We all experience difficult and unexpected situations. We all face moments of uncertainty, fear, sadness and frustration. Whether it’s physical illness, mental illness, socioeconomic instability, intellectual disability, bias in any of its forms or one of the many other unforeseen events that can impact our lives, we all experience challenges. I’ve learned that sharing our stories honestly and vulnerably is a powerful way to decrease our sense of isolation and find strength in community. Through sharing our differences, we find similarities.
When I began my career in hospital medicine, I decided that I would share my experiences with my patients if I believed that it might be helpful to our relationship. As a physician, I’d been trained to compartmentalize, to separate Courtney the person from Courtney the physician, but after my own experiences, I started to wonder if this was the right thing to do. Sometimes it is; but I believe that, in holding ourselves separate and concealing our shared experience from our patients, we often rob ourselves, and them, of the most important healing tool we have.
The first time I told a patient I had cancer, I was terrified. For days, devastated by a recent cancer diagnosis, he’d lain tearfully in his hospital bed with the lights dimmed. On our last day together, I asked if I could tell him something personal.
“I have cancer as well,” I said. “I remember the experience you’re going through—receiving a terrible diagnosis, feeling alone and afraid about living a different life than I’d imagined.”
He nodded encouragingly.
“I can’t say it’s easy,” I continued, “but know that you are not alone. As different as you may feel, we’re all facing something we never expected to face. Have hope that you can still live a wonderful life, even if it’s different than what you imagined.”
He jumped out of bed and hugged me.
“Thank you, doctor!” he exclaimed. “If you can get through it, I can too.”

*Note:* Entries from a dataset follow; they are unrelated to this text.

PR #1642, opened 2020-09-28
Feature port CUDA API to Hydrogen for ROCm support

mrwyattii:
This PR does the following:
- Port raw CUDA API calls to new Hydrogen API calls
- implement `gpu` and `gpu_lib` namespace aliases to abstract away cuda/rocm api calls (and use them to replace calls to methods in the `cuda::` namespace)
- Replace CUDA `streams` with `multisync` and `sync_info` where possible
- Update code comments to reflect these changes
- Add "TODO: HIP/ROCM notes" where future comments and documentation need to be added

Things that need to be addressed:
- `distconv` related code

### DIFF
--- a/src/layers/misc/channelwise_softmax.cu
+++ b/src/layers/misc/channelwise_softmax.cu
@@ -32,14 +32,14 @@ namespace lbann {
 
 namespace {
 
-using Size3 = cuda::array<size_t,3>;
+using Size3 = gpu_lib::array<size_t,3>;
 
 /** @brief Max functor */
 template <class T>
 struct max_op {
   __device__ __forceinline__
   DataType operator()(const T& x1, const T& x2) const {
-    return cuda::max(x1, x2);
+    return gpu_lib::max(x1, x2);
   }
 };
 
@@ -87,16 +87,16 @@ __global__ void fp_max_kernel(
     for (size_t j = gidy; j < vals_dims[1]; j += nthreadsy) {
 
       // Find largest value for each thread
-      TensorDataType maxval{-cuda::infinity<TensorDataType>()};
+      TensorDataType maxval{-gpu_lib::infinity<TensorDataType>()};
       for (size_t i = gidx; i < vals_dims[2]; i += nthreadsx) {
         const auto& val = vals_buffer[k * vals_strides[0]
                                       + j * vals_strides[1]
                                       + i * vals_strides[2]];
-        maxval = cuda::max(maxval, val);
+        maxval = gpu_lib::max(maxval, val);
       }
 
       // Find largest value for each block
-      maxval = cuda::block_reduce<bdimx,bdimy,bdimz,TensorDataType,max_op<TensorDataType>>(maxval);
+      maxval = gpu_lib::block_reduce<bdimx,bdimy,bdimz,TensorDataType,max_op<TensorDataType>>(maxval);
       if (tid == 0) {
         const auto& pos = (k * maxvals_strides[0]
                            + j * maxvals_strides[1]
@@ -149,13 +149,13 @@ __global__ void fp_denom_kernel(
         const auto& x = input_buffer[k * input_strides[0]
                                      + j * input_strides[1]
                                      + i * input_strides[2]];
-        denom += cuda::exp(x-shift);
+        denom += gpu_lib::exp(x-shift);
       }
 
       // Compute contribution from each block
-      denom = cuda::block_reduce<bdimx,bdimy,bdimz>(denom);
+      denom = gpu_lib::block_reduce<bdimx,bdimy,bdimz>(denom);
       if (tid == 0) {
-        cuda::atomic_add(&denoms[j+k*input_dims[1]], denom);
+        gpu_lib::atomic_add(&denoms[j+k*input_dims[1]], denom);
       }
 
     }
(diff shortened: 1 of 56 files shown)


src/layers/transform/concatenate.cu
```diff
@@ -283,16 +282,13 @@ void fp_compute_impl(
...
-    l.m_workspace.size(),
-    sync_info);
-  unsigned char* device_workspace_ptr = device_workspace.data();
-  cudaMemcpyAsync(device_workspace_ptr,
-                  l.m_workspace.data(),
-                  l.m_workspace.size(),
-                  cudaMemcpyHostToDevice,
-                  stream);
-  l.m_workspace_event.record(stream);
+  gpu_lib::thrust::vector<unsigned char> device_workspace(l.m_workspace.size());
```
timmoon10, line 285: `hydrogen::simple_buffer` is usually preferable to `thrust::vector`. Thrust does a lot of synchronization internally, so we should only use it when we need it (mostly for sorting).

src/layers/transform/slice.cu
```diff
@@ -276,16 +275,13 @@ void fp_compute_impl(
...
-    l.m_workspace.size(),
-    sync_info);
-  unsigned char* device_workspace_ptr = device_workspace.data();
-  cudaMemcpyAsync(device_workspace_ptr,
-                  l.m_workspace.data(),
-                  l.m_workspace.size(),
-                  cudaMemcpyHostToDevice,
-                  stream);
-  l.m_workspace_event.record(stream);
+  gpu_lib::thrust::vector<unsigned char> device_workspace(l.m_workspace.size());
```
timmoon10, line 278: Prefer `hydrogen::simple_buffer` to `thrust::vector`.

timmoon10 (changes requested):
Mostly good, couple typos. Have we run this through Bamboo?

Also, does `hydrogen::gpu:LaunchKernel` cast the input arguments to match the kernel's signature? If I am interpreting he head of the `hydrogen` branch correctly, we just pass the argument pointers to `cudaLaunchKernel`:

https://github.com/LLNL/Elemental/blob/0a94d35a9602781b0b74150a705206d945b3a1d7/include/hydrogen/device/gpu/cuda/CUDALaunchKernel.hpp#L24

I'd expect this to run into problems at runtime if there is a type mismatch.

src/layers/regularizers/batch_normalization.cu
```diff
@@ -484,38 +480,42 @@ void batch_normalization_layer<TensorDataType, T_layout, Dev>::fp_compute() {
...
-          local_width,
-          num_channels,
-          channel_size,
-          local_input.LockedBuffer(), local_input.LDim(),
-          local_mean.Buffer(),
-          local_var.Buffer());
+      hydrogen::gpu::LaunchKernel(
+        fp_sums_kernel<TensorDataType, block_size>,
+        grid_dims, block_dims, 0, multisync,
+        channel_size, local_width,
```
benson31, line 494:
```suggestion
        local_width, num_channels, channel_size,
```

src/layers/misc/channelwise_softmax.cu
```diff
@@ -438,21 +445,28 @@ void bp_impl(size_t num_channels,
   // dot(y,dL/dy)
   LocalMat local_y_dot_dy(num_channels, local_mini_batch_size);
   El::Zero(local_y_dot_dy);
+
+  auto multisync = El::MakeMultiSync(gpu::get_sync_info(local_input_grad),
+                                     gpu::get_sync_info(local_output_grad),
+                                     gpu::get_sync_info(local_output),
+                                     gpu::get_sync_info(local_y_dot_dy));
```
benson31, line 452: In this case, `local_y_dot_dy` must come first, because `local_input_grad` doesn't participate in the first kernel below. In a futuristic multistream world, this could cause issues. Of course, `local_y_dot_dy` could, in that universe, be setup to have the right syncinfo so this could never happen.
```suggestion
  auto multisync = El::MakeMultiSync(gpu::get_sync_info(local_y_dot_dy),
                                     gpu::get_sync_info(local_output_grad),
                                     gpu::get_sync_info(local_output),
                                     gpu::get_sync_info(local_input_grad));
```

benson31 (changes requested):
Just a few minor things.

benson31 (approved):
LGTM

src/layers/transform/concatenate.cu
mrwyattii: addressed with ba62dcb06925539311074dd079b5e52ff46524ff

src/layers/transform/slice.cu
mrwyattii: addressed with ba62dcb06925539311074dd079b5e52ff46524ff

benson31:
@timmoon10 IMO, this is ready to go.

> Also, does hydrogen::gpu:LaunchKernel cast the input arguments to match the kernel's signature?

No, but that's not this PR's problem. I have a fix that I'll work into Hydrogen soon. I _believe_ that HIP does validate the parameter types.

timmoon10:
If `hydrogen::gpu:LaunchKernel` doesn't properly cast the argument types, won't this break all of the CUDA kernels?

timmoon10 (approved):
Once https://github.com/LLNL/Elemental/pull/111 merges and Bamboo passes, I'd say this is ready to merge.

benson31:
This is passing as much of Bamboo as `develop`. Merging.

Instantly my misgivings vanished, and I knew that sharing what makes me “different” was better than any medication I could prescribe.

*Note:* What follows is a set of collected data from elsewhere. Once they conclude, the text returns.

PR #1644, opened 2020-09-29
Updated Hydrogen to v1.5.0 and Aluminum to v0.5.0

bvanessen:
Update LBANN to use the latest version of Hydrogen and Aluminum.


scripts/install_lbann.sh
```diff
@@ -262,23 +262,23 @@ ${STD_PACKAGES}
     aluminum:
       buildable: true
       version:
-      - 0.4.0
+      - master
```
mrwyattii, line 265: Do we rely on commits to aluminum since release v0.5.0?  If not, would `0.5.0` be more appropriate here?

bvanessen: Yes we do unfortunately.

PR #1649, opened 2020-10-03
Gb integration branch

bvanessen:


bvanessen:
So far this PR include #1641 and #1646

PR #1651, opened 2020-10-03
Feature rng ltfb no sync

bvanessen:
Use dedicated RNGs to compute the LTFB tournament partners rather than rank 0 computing and scattering it.  This will remove the global sync at the start of every tournament.  The new RNG is seeded off of the root seed and is identical across trainers.


timmoon10 (changes requested):
When my suggestion is merged, I don't see any correctness issues. That said, I don't think this is the right approach. The generator is logically a private member of the LTFB callback (and once we have an LTFB training algorithm, it belongs in `ltfb_execution_context`).

bvanessen:
@timmoon10 I agree that as soon as we have LTFB as a training algorithm, not a callback, it would be better to implement the RNG as a private variable.

PR #1652, opened 2020-10-03
Feature smiles dr hack

bvanessen:


bvanessen:
While this is a hack it is suitable to be merged until the smiles data reader is rewritten.

PR #1655, opened 2020-10-04
Disable global statistics

bvanessen:
Updated the print_statistics and timer callbacks so that global
statistics are not computed by default.  This removes several
inter-trainer collectives that impact LTFB performance.  There is now
a command line argument --ltfb_allow_global_statistics and an
environment variable LBANN_LTFB_ALLOW_GLOBAL_STATISTICS that enable
the collectives and computation plus reporting of global statistics.


ndryden (approved):
Looks fine, but should watch out that this could cause output interleaving, making things hard to read, if you don't redirect each rank's output to a separate file.

bvanessen:
@ndryden I agree that this will increase output interleaving.  We are still trying to balance the best way to make sure that everything is reported and that the output is still manageable.

timmoon10 (approved):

I feel different, but I am not. I am human. I am mortal. I am suffering, and I need help. I have moments of loneliness and fear. I also have moments of hope and acceptance. I cherish my differences and use them to write and speak about our shared humanity: What makes us different also makes us similar.
Being different holds within it the potential to heal, and I embrace it with every part of my being.
6 thoughts on “Our Shared Journey”
Thank you for such an honest, heartfelt story. Your positive attitude is inspiring.
A wonderful account. Thank you for sharing it.
Thank you for sharing this terrifying experience. You’re a better doctor for having gone through this.
Dear Dr. Courtney Burnett,
Wish you good health and peace.
I resonate with a lot of what you’ve written here, myself being an Anaesthesiologist and having recently been diagnosed with a not-so-rare but good prognosis cancer, follicular carcinoma of the left lobe of the thyroid gland.
I too feel very alone and also different at times. Having to go through all that I had to, has made me thankful for the cancer too.
Yes, sharing our journey with our patients does help in some situations.
Thank you for sharing your story here.
Dr. Burnett, you are a very brave person and an insightful physician. I am truly in awe of your response to this diagnosis; I question whether I myself could demonstrate such grace under those circumstances. You have my respect.
Beautiful! Thank you so much for sharing! And continued health, fulfillment and well-being to you. It reminds me of the Mary Oliver poem “The uses of sorrow” which I expect you are familiar with, and which means so much to me personally: “Someone I loved once gave me a box full of darkness. It took me years to understand that this too, was a gift.”